Yeah Vice does cover many things like that so maybe we shall contact them.
Vice did a brief article if we could get a documentary about PFS that would be awesome to
Yeah it should cover the whole post drug spectrum. Maybe we should just contact them and see? It certainly helps that they at least acknowledge pfs and pssd. Not putting my expectations high though that they’d do a short documentary.
Anyway we may follow a couple of approaches - a foundation YouTube webchannel with patient stories is great when edited in a modern and „appealing“ way. However I suppose stuff like SEO/paying YouTube or whatsoever money to reach out more effectively to a greater portion of people would make sense. Simple videos without funded promotion rarely get huge audiences. It’s like with Facebook when you pay money so more people are likely to see your content.
You know the only true way to get scientists and real people to recognise this condition is to firstly stop hiding behind avatars. Fuck being anonymous, how will a video of you talking about an illness really affect your life or Job?
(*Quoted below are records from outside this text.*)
PR #3430, opened 2024-12-16
chore: Update dead link on intro-to-slana

sygn:
The docs.rs link points to the wrong url. Updated to the closest one.


docs/src/pages/docs/intro-to-solana.md
```diff
@@ -31,7 +31,7 @@ The first point means that even if in theory the program may read and write to a
...
+How exactly can a transaction specify a memory region/account? To answer that, we need to look deeper into what properties an account has ([docs here](https://docs.rs/solana-program/latest/solana_program/sysvar/slot_history/struct.AccountInfo.html)). This is the data structure for an account in a transaction. The `is_signer` and `is_writable` fields are set per transaction (e.g. `is_signer` is set if the corresponding private key of the account's `key` field signed the transaction) and are not part of the metadata that is saved in the heap. In front of the user data that the account can store (in the `data` field) , there is some metadata connected to each account. First, it has a key property which is an ed25519 public key and serves as the address of the account. This is how the transaction can specify which accounts the program may access in the transaction.
```
acheroncrypto, line 34: There is now a dedicated [`solana-account-info`](https://docs.rs/solana-account-info/latest/solana_account_info/index.html) crate, which I think would be more fitting to use here:

```suggestion
How exactly can a transaction specify a memory region/account? To answer that, we need to look deeper into what properties an account has ([docs here](https://docs.rs/solana-account-info/latest/solana_account_info/struct.AccountInfo.html)). This is the data structure for an account in a transaction. The `is_signer` and `is_writable` fields are set per transaction (e.g. `is_signer` is set if the corresponding private key of the account's `key` field signed the transaction) and are not part of the metadata that is saved in the heap. In front of the user data that the account can store (in the `data` field) , there is some metadata connected to each account. First, it has a key property which is an ed25519 public key and serves as the address of the account. This is how the transaction can specify which accounts the program may access in the transaction.
```

acheroncrypto (approved):
Thanks for the fix!

Issue #3431, opened 2024-12-17
bug: anchor CLI does not support agave stable versioning


Arrowana:
Problem:
anchor doesn't support agave install versioning in cli

https://solana.com/docs/intro/installation#install-the-solana-cli
this will install `stable-{commit}` but this leads to a panic on https://github.com/coral-xyz/anchor/blob/afcbaedac69d23544cad177acfbe10b325cf0a06/cli/src/lib.rs#L638

agave-install list
1.18.18
stable-20a8749f7a71ca230bec4ecdbeb292e3d8cd399d
1.18.26
2.0.19

Workaround: Don't install "stable" and cleanup the folder

Possible fix: 
- agave not to install latest stable with this odd folder format but use the release tag
- consuming agave-install list should not panic on non valid version

acheroncrypto:
Fixed by https://github.com/coral-xyz/anchor/pull/3432

PR #3432, opened 2024-12-17
fix: Anchor CLI ignore non semver releases to avoid panic

Arrowana:
#3431

### DIFF
--- a/cli/src/lib.rs
+++ b/cli/src/lib.rs
@@ -556,16 +556,16 @@ fn override_toolchain(cfg_override: &ConfigOverride) -> Result<RestoreToolchainC
 
     let cfg = Config::discover(cfg_override)?;
     if let Some(cfg) = cfg {
-        fn parse_version(text: &str) -> String {
-            Regex::new(r"(\d+\.\d+\.\S+)")
-                .unwrap()
-                .captures_iter(text)
-                .next()
-                .unwrap()
-                .get(0)
-                .unwrap()
-                .as_str()
-                .to_string()
+        fn parse_version(text: &str) -> Option<String> {
+            Some(
+                Regex::new(r"(\d+\.\d+\.\S+)")
+                    .unwrap()
+                    .captures_iter(text)
+                    .next()?
+                    .get(0)?
+                    .as_str()
+                    .to_string(),
+            )
         }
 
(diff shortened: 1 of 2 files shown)


cli/src/lib.rs
```diff
@@ -577,7 +577,7 @@ fn override_toolchain(cfg_override: &ConfigOverride) -> Result<RestoreToolchainC
             }
 
             let output_version = std::str::from_utf8(&output.stdout)?;
-            let version = parse_version(output_version);
+            let version = parse_version(output_version).unwrap();
             Ok(version)
```
acheroncrypto, line 581: Given this has a potential to fail, it would be better to avoid panicking here:

```suggestion
            parse_version(output_version)
                .ok_or_else(|| anyhow!("Failed to parse the version of `{cmd_name}`"))
```

cli/src/lib.rs
```diff
@@ -633,9 +633,11 @@ fn override_toolchain(cfg_override: &ConfigOverride) -> Result<RestoreToolchainC
...
 
                     // Hide the installation progress if the version is already installed
-                    let is_installed = std::str::from_utf8(&output.stdout)?
-                        .lines()
-                        .any(|line| parse_version(line) == version);
+                    let is_installed = std::str::from_utf8(&output.stdout)?.lines().any(|line| {
+                        parse_version(line)
+                            .map(|line_version| line_version == version)
+                            .unwrap_or(false)
+                    });
```
acheroncrypto, line 640: Nit: avoid nesting:

```suggestion
                    let is_installed = std::str::from_utf8(&output.stdout)?
                        .lines()
                        .filter_map(parse_version)
                        .any(|v| v == version);
```

acheroncrypto (changes requested):
Thanks!

The parsing also caused an issue when Solana `1.18.19` decided to output deprecation warnings (https://github.com/coral-xyz/anchor/pull/3185), so it totally makes sense to avoid panicking if the line is not parseable to SemVer.

Lastly, this fix might be worth mentioning in [the CHANGELOG](https://github.com/coral-xyz/anchor/blob/5767365d11ef6a12cca61f97ecf323809bf22d4a/CHANGELOG.md#fixes).

acheroncrypto (approved):
Looks great, thank you!

Issue #3241, opened 2024-09-11
IDL doesn't support `PhantomData`


cryptopapi997:
If we define an account like so

```
use std::marker::PhantomData;

use anchor_lang::prelude::*;

declare_id!("B8v9C4JA5CqMWcoKYfA2hQSEytFxPVk1iWeEjXQxCvS3");

#[program]
pub mod sample {
    use super::*;

    pub fn initialize(ctx: Context<Initialize>) -> Result<()> {
        msg!("Greetings from: {:?}", ctx.program_id);
        Ok(())
    }
}

#[derive(Accounts)]
pub struct Initialize<'info> {
    pub data_obj_acc: Account<'info, MyAcc<MyStruct>>,
}

#[account]
pub struct MyAcc<T> {
    _p: PhantomData<T>,
}

#[derive(AnchorDeserialize, AnchorSerialize, Clone)]
pub struct MyStruct {}
```

it compiles fine if we compile with `anchor build --no-idl`. If we try to build the idl however, we get a bunch of errors (I'm guessing because the idl tries to include `PhantomData` in the idl itself but it isn't serializable). I'm not sure if this is intentional or not, but if it isn't it would be nice to support `PhantomData`.

acheroncrypto:
IDL only supports a small subset of types:

https://github.com/coral-xyz/anchor/blob/340e9c13f42191a1caa6092d811ed930a64c1f7b/idl/spec/src/lib.rs#L282-L310

All these types are more or less language-agnostic, but `PhantomData` is not. Additionally, there is pretty much nothing useful a client can do with this information.

The best we can do is to skip `PhantomData` fields during the IDL generation.

acheroncrypto:
I think skipping is the better option at least for now.

PR #3433, opened 2024-12-17
[Draft] Don't include PhantomData fields in IdlBuild impl

ssadler:
Hi, I made this small change which addresses #3241 in order to be able to use a PhantomData field in an account.

It gets the IDL to build by filtering out PhantomData fields, however i have not tested it the other way, i.e., what happens if you want to encode a struct that includes a PhantomData field from a JS input.

Would like to know if this PR is acceptable as is, or what other changes need to be made also? For example:

* [ ] Test that IDL definition does not include PhantomData fields
* [ ] Signed Git commit
* [ ] Some comments would be nice

Best

### DIFF
--- a/lang/syn/src/idl/defined.rs
+++ b/lang/syn/src/idl/defined.rs
@@ -86,6 +86,7 @@ pub fn gen_idl_type_def_struct(
                     .map(|f| gen_idl_field(f, generic_params, no_docs))
                     .collect::<Result<Vec<_>>>()?
                     .into_iter()
+                    .filter(|(t,_)| !t.is_empty())
                     .unzip::<_, _, Vec<_>, Vec<_>>();
 
                 (
@@ -100,6 +101,7 @@ pub fn gen_idl_type_def_struct(
                     .map(|f| gen_idl_type(&f.ty, generic_params))
                     .collect::<Result<Vec<_>>>()?
                     .into_iter()
+                    .filter(|(t,_)| !t.is_empty())
                     .unzip::<_, Vec<_>, Vec<_>, Vec<_>>();
 
                 (
@@ -337,6 +339,10 @@ fn gen_idl_field(
     };
     let (ty, defined) = gen_idl_type(&field.ty, generic_params)?;
 
+    if ty.is_empty() {
+        return Ok((ty, defined));
+    }
+
     Ok((
         quote! {
             #idl::IdlField {
@@ -423,6 +429,9 @@ pub fn gen_idl_type(
         }
         syn::Type::Path(path) if the_only_segment_is(path, "Pubkey") => {
             Ok((quote! { #idl::IdlType::Pubkey }, vec![]))
+        }
+        syn::Type::Path(path) if the_only_segment_is(path, "PhantomData") => {
+            Ok((TokenStream::new(), vec![]))
         }
         syn::Type::Path(path) if the_only_segment_is(path, "Option") => {
             let segment = get_first_segment(path);


lang/syn/src/idl/defined.rs
```diff
@@ -424,6 +430,9 @@ pub fn gen_idl_type(
         syn::Type::Path(path) if the_only_segment_is(path, "Pubkey") => {
             Ok((quote! { #idl::IdlType::Pubkey }, vec![]))
         }
+        syn::Type::Path(path) if the_only_segment_is(path, "PhantomData") => {
+            Ok((TokenStream::new(), vec![]))
+        }
```
acheroncrypto, line 435: Nit: `match` arms more or less follow the order of [`IdlType`](https://github.com/coral-xyz/anchor/blob/6df05aa5b5d9971041e3d25a246d935252b6e576/idl/spec/src/lib.rs#L282), so it would be great if you could move this logic either inside the `Defined` impl:

 https://github.com/coral-xyz/anchor/blob/6df05aa5b5d9971041e3d25a246d935252b6e576/lang/syn/src/idl/defined.rs#L484-L485
 
 or just above it.

acheroncrypto (changes requested):
Thanks for taking the time to work on this!

I think we also need to remove the generics that are only used by the `PhantomData` to make the definition valid. Otherwise, using `declare_program!` with this IDL would result in a compile error because Rust doesn't allow unused generic parameters.

> Would like to know if this PR is acceptable as is, or what other changes need to be made also?

It's helpful and has minimal changes, so yes, it's certainly acceptable. However, it would be great to have some tests for this in [here](https://github.com/coral-xyz/anchor/tree/6df05aa5b5d9971041e3d25a246d935252b6e576/tests/idl/programs/new-idl). Tests should cover compilation of a definition with:

- Existing generic parameters (other than the one used by the `PhantomData` field)
- No existing generic parameters

The generated IDL should also be checked to make sure:

- The `PhantomData` fields don't exist
- Generic parameter definitions are correctly omitted.

ssadler:
> I think we also need to remove the generics that are only used by the `PhantomData` to make the definition valid. Otherwise, using `declare_program!` with this IDL would result in a compile error because Rust doesn't allow unused generic parameters.

How would I produce this error? The change is Works On My Machine(TM), because though the account struct has a generic param, it's only the impl that omits encoding the PhantomData field and rust allows that. Updated title.

acheroncrypto:
I was going to push a minimal reproduction to this branch, but I was unable to do so because of this branch belonging to an organization fork. However, it's quite easy to reproduce; you can simply define a type that uses `PhantomData`:

```rs
#[derive(AnchorSerialize, AnchorDeserialize, Clone)]
pub struct PhantomStruct<T> {
    pub field: u32,
    _phantom: PhantomData<T>,
}
```

and use that type as a parameter to an instruction:

```rs
// Compilation test for whether `PhantomData` can be used with IDL
pub fn test_compilation_phantom_data(
    _ctx: Context<TestCompilation>,
    _phantom_struct: PhantomStruct<u8>,
) -> Result<()> {
    Ok(())
}
```

in [this](https://github.com/coral-xyz/anchor/blob/ceefae7f0af8ae6a2910779d444a80966f43a072/tests/declare-program/programs/external/src/lib.rs) program.

Trying to build `declare-program` after updating `external`'s IDL results in:

```
error[E0392]: type parameter `T` is never used
 --> programs/declare-program/src/lib.rs:5:1
  |
5 | declare_program!(external);
  | ^^^^^^^^^^^^^^^^^^^^^^^^^^ unused type parameter
  |
  = help: consider removing `T`, referring to it in a field, or using a marker such as `PhantomData`
  = help: if you intended `T` to be a const parameter, use `const T: /* Type */` instead

error[E0282]: type annotations needed
 --> programs/declare-program/src/lib.rs:5:1
  |
5 | declare_program!(external);
  | ^ cannot infer type
  |
  = note: this error originates in the derive macro `Clone` which comes from the expansion of the macro `declare_program` (in Nightly builds, run with -Z macro-backtrace for more info)

error[E0282]: type annotations needed
 --> programs/declare-program/src/lib.rs:5:1
  |
5 | declare_program!(external);
  | ^ cannot infer type
  |
  = note: this error originates in the derive macro `Default` which comes from the expansion of the macro `declare_program` (in Nightly builds, run with -Z macro-backtrace for more info)

Some errors have detailed explanations: E0282, E0392.
For more information about an error, try `rustc --explain E0282`.
error: could not compile `declare-program` (lib) due to 3 previous errors
```

ssadler:
Ah, yes, I agree. I mentioned that possibility in my original comment. That still won't work.

ssadler:
Hi again, just wondering if it's acceptable to fix only the IDL building without fixing the use of structs with PhantomData as instruction arguments?

I think that in the instruction arguments it's much easier to work around. Also, this change is not creating any new surface area of things that don't work, just enabling a particular use case.

I'd like to get back on the official branch so eager to get this done. Thanks.

PR #3435, opened 2024-12-17
feat: declare program allow overriding address

Arrowana:
Problem:

A given application might need to target multiple environments with the same program interface, right now to do so it would need to rewrite the entire IDL editing the address field

Solution:
Implement `address = "..."` to override the IDL address

Potential issue, if any pda or address is hardcoded at compilation time elsewhere it will not be compatible


Arrowana:
> Yeah, we should support this. However, I think we should avoid adding new arguments to the `declare_program` macro to keep things simple and make things work out of the box.
> 
> This is what I had in mind when adding [the `idl.metadata.deployments` field](https://github.com/coral-xyz/anchor/blob/5767365d11ef6a12cca61f97ecf323809bf22d4a/idl/spec/src/lib.rs#L42), which is an optional field that stores the program ids in different clusters:
> 
> https://github.com/coral-xyz/anchor/blob/5767365d11ef6a12cca61f97ecf323809bf22d4a/idl/spec/src/lib.rs#L52-L57
> 
> So we could use that information in `declare_program!` with feature names as the field names, e.g. if the program gets compiled with `devnet` feature activated, `declare_program!` impl would use the program id from `idl.metadata.deployments.devnet`.
> 
> This would also avoid having multiple `declare_program!` calls with different feature configurations, as this would be handled inside the macro impl automatically.
> 
> Wdyt?

This works but is a bit rigid, what if there are 2 contracts on mainnet, production and staging? That's a likely case.

acheroncrypto:
Each program has its own instance, so their IDLs are not guaranteed to be the same. You'll be able to achieve what you want with the help of the `as` keyword (will add):

```rs
#[cfg(feature = "production")]
declare_program!(name);
#[cfg(feature = "staging")]
declare_program!(name_staging as name);
```

Imo adding overrides should be used as the last resort, only if there are no other options available.

acheroncrypto:
You can also create a common module to achieve the same thing:

```rs
mod name {
    #[cfg(feature = "production")]
    anchor_lang::declare_program!(name);
    #[cfg(feature = "staging")]
    anchor_lang::declare_program!(name_staging);

    #[cfg(feature = "production")]
    pub use name::*;
    #[cfg(feature = "staging")]
    pub use name_staging::*;
}
```

swaroop-osec:
Closing as not planned.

If anything it will make people understand you better. If there’s one thing stopping this condition getting recognised it is the fact that people aren’t willing to speak up, like I said before there is no way that they could deny 100 plus video testimonials of people with PFS talking about their conditions in detail instead some hide in their bedrooms disabled and nobody will ever give care why? because it “doesn’t exist!” and the thing is Merck know that men won’t come out willingly and talk about this issue because it’s so personal but we can either wait for this condition to get recognised which who knows will ever happen because seemingly we’re all just a bunch of hypochondriacs running around playing victim or we can have people saying to themselves “wow, where are all these PFS victims coming from there must be more to this drug!” there is zero excuse except that one would feel ashamed, embarrassed and afraid of the reaction but ask yourselves is it better to be laughed at by a few toolbags or finally have PFS recognised as a real condition and have institutions looking into this phenomenon, I want my life back as does other but we can’t expect to be handed to us.
We need to show the human aspect to this disease or we can just let our cries fade off into the distant while these bastards continue to get away with murder. It’s a choice and the choice is yours, ask not what this foundation can do for you but what you can do for the foundation. So far from what I can see- myself, Douglas Mitchell RIP, and Paul Innes are the only people I can see that detailed our stories through video means.